■ Problem to work on: Filter the records below for the word "common". Copy each line that holds it.

Stored data
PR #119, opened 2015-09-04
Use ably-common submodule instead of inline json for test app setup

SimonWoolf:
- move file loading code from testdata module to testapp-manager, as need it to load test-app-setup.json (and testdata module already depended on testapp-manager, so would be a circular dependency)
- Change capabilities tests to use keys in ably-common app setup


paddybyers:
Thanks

* * *

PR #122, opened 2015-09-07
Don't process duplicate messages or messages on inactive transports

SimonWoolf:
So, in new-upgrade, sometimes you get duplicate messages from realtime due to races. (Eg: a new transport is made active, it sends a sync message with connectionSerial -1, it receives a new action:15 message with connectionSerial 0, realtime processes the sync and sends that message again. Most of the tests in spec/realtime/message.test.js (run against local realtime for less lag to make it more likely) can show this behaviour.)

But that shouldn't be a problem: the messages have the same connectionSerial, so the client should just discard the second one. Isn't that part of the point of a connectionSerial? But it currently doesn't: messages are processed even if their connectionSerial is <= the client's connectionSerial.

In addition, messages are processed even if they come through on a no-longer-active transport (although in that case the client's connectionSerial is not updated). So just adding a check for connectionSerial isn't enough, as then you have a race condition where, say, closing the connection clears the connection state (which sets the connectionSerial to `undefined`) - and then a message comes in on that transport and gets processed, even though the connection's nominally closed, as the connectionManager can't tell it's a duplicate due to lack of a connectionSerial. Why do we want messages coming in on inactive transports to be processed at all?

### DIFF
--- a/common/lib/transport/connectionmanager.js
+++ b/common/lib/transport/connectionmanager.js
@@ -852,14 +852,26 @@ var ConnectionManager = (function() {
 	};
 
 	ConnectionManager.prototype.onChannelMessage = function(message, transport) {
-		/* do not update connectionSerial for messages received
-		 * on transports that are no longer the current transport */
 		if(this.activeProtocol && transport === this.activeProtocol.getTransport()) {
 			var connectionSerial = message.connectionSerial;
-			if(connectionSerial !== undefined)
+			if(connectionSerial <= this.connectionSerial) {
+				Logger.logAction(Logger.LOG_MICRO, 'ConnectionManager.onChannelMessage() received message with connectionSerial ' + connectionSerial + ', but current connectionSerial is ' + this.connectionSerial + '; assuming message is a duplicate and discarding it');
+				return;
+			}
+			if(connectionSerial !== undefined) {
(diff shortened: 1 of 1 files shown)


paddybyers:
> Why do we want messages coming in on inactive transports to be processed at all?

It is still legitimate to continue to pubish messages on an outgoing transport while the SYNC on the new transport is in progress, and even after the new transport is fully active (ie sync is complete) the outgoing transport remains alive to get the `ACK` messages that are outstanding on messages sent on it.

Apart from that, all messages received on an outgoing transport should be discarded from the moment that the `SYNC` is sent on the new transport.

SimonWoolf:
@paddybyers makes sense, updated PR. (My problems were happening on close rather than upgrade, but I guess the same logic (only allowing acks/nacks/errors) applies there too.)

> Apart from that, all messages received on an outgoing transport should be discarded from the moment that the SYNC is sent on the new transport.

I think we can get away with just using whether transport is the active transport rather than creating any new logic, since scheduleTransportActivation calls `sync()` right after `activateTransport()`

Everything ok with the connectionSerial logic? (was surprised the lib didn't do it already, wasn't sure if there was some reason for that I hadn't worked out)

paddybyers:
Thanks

■ Problem solution:
Use ably-common submodule instead of inline json for test app setup
- Change capabilities tests to use keys in ably-common app setup
--- a/common/lib/transport/connectionmanager.js
+++ b/common/lib/transport/connectionmanager.js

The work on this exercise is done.